There are many fitness-industries and approaches for healthy people and many workshops for healthy leadership. Whether you attend them because you feel obliged, or because you are afraid of negative shortfalls, or because training brings pleasure to you, doesn’t matter at first. Taking a second look at your motivation nevertheless changes everything you do. A successful fitness approach must fit with your personality to be effective!

Looking for new and innovative methods in the Leadership arena, brought me — as many others — to Pope Francis. He is perceived as a special Leader being the CEO of the biggest organised religion, the first international church structure and the most prominent opinion leader in social moral affairs.

Remember, when he took over from Pope Benedict XVI, the boat was in turmoils: finance scandals and priest abuses all over the place were the top news. More control and more of the same strategies stood against a new way of leadership on a ship which looks at nearly 2000 years of history.
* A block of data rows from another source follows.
PR #127, opened 2018-11-21
Cast datetime and timedelta to signed 64-bit int

jakirkham:
Related to issue ( https://github.com/zarr-developers/zarr/issues/342 )

The `NaT` type is represented as `-0`. As a result, casting to an unsigned integral fails and throws an error. However casting to a signed integral type does not have this problem and proceeds without issues.

TODO:


alimanfoo:
Hi @jakirkham, this looks good, but there is an issue to do with how the backwards compatibility tests are setup, I'll try to explain. Basically the list of arrays in the test module for each codec can be added to, but existing arrays in that list shouldn't be changed. If they are changed, then they will be out of sync with the fixture data. This won't show up in the tests, as previous test arrays get saved to files, so the backwards compatibility tests run off the previously saved data.

In other words, if you change any of the arrays in the list, then the corresponding fixture data should also be deleted and regenerated. You can find the data to delete because the order in which the arrays appear in the list is used to generate a file name. E.g., within the test_zlib module, the first array in the list gets saved as [fixture/zlib/array.00.npy](https://github.com/zarr-developers/numcodecs/blob/master/fixture/zlib/array.00.npy), and the corresponding encoded data from the first codec in the codecs list gets saved as [fixture/zlib/codec.00/encoded.00.dat](https://github.com/zarr-developers/numcodecs/blob/master/fixture/zlib/codec.00/encoded.00.dat). I.e., if you changed the first array in the list, then you should delete ``fixture/zlib/array.00.npy`` and all files like ``fixture/zlib/*/encoded.00.dat``.

Alternatively and probably better in this case, leave all the existing arrays as-is, and append some new arrays to the list, in which case some new fixture data will get generated on the first test run.

Hope that makes sense!

jakirkham:
Thanks @alimanfoo. IIUC you would like the tests added as a new set in the parameterized group. If so that makes sense to me, sorry I didn't think about it earlier. Have added the `NaT` tests as new tests at the end of the parameterized tests, generated the new fixture data locally (via running `pytest`), and committed/pushed. Please let me know if that works or if more needs to be done.

numcodecs/tests/test_blosc.py
```diff
@@ -47,6 +47,10 @@
     np.random.randint(0, 2**60, size=1000, dtype='u8').view('m8[ns]'),
     np.random.randint(0, 2**25, size=1000, dtype='u8').view('M8[m]'),
     np.random.randint(0, 2**25, size=1000, dtype='u8').view('m8[m]'),
+    (-np.random.randint(-2**30, 2**30, size=1000, dtype='i8')).view('M8[ns]'),
```
alimanfoo: Out of interest, if this is random numbers between -2**30 and 2**30, why do we need to take the negative of the array? Is it not enough to specify the limits within dancing?

alimanfoo:
Going to merge this one so we can rebase other PRs (#121, #128).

Pope Francis first convinced because of his personality. He bowed to the faithful first and only after receiving their blessings and prayers he provided his blessing. Many observers and commentators describe at length both his humbleness and his resolve, but they overlook his method

But why is it so hard to see the method a contemporary leader uses on a daily basis? That is without any doubt because you normally do not see any methods in action. We are trained to look at people, at their input and their output. But what happens in people we do not see? What happens in leaders often remains a secret.

However, Pope Francis makes no mystery about his Leadership principles. He has even written down his four principles in his open public letters, like the Joy of The Gospel (Evangelii gaudium).

In my research and new book I condensed his public, but undetected  Formula into an octahedron for many to use in their daily leadership challenges. As everything in leadership starts with self-leadership I tested his formula for patients to find out, that it works as a tool for healthy self-leadership in critical situations.

I tested it for the healthcare workers, like physicians and nurses, to show that it also works for those at the front-end of healthy leadership. And thirdly, I applied it to the governance and management structures in healthcare, where again it worked.

But why should anybody deal with this Formula provided by a Pope? And why should one enter into a Formula tested for Healthcare, when you are not working in that field? First, because one day you might be a patient. Secondly, because Healthcare is only an example: you can replace sickness by crises and healthcare by crisis-management.

Thirdly, because you want to discover a successful method. Fourth, because as all great methods, the Pope Francis Formula, works as an open-source code without any request to your belief: you do not need to be religious to use it, because the formula is a purely pragmatic one based on reason only. Finally, because it is an open didactic instrument for many different businesses.

Eager to discuss that Formula with you!


Erny Gillen, gesund geführt im Krankenhaus, Foto Lex Kleren

Erny Gillen, gesund geführt im Krankenhaus, Foto Lex Kleren

Erny Gillen, Dr. theol, is an international expert in ethics and leadership. He just published “Healthy Leadership in Healthcare. The Pope Francis Formula”. With his “Moral Factory” he accompanies leaders and managers personally when it comes to difficult ethical dilemmas or leadership issues. He taught ethics in Luxembourg and in Germany for more than 20 years and led Caritas in Europe and internationally, Church administration as well as  businesses in Luxembourg. Until May 2015 he was President of Caritas Europa and First Vice-President of Caritas internationalis.

Summary: Pope Francis uses a concise and specific Formula when it comes to ethical leadership. His Formula fits into an octahedron and I call it “Healthy Leadership” because it’s all about us and it doesn’t exclude anyone. The Formula is an open method for people who want to achieve their goals together with others.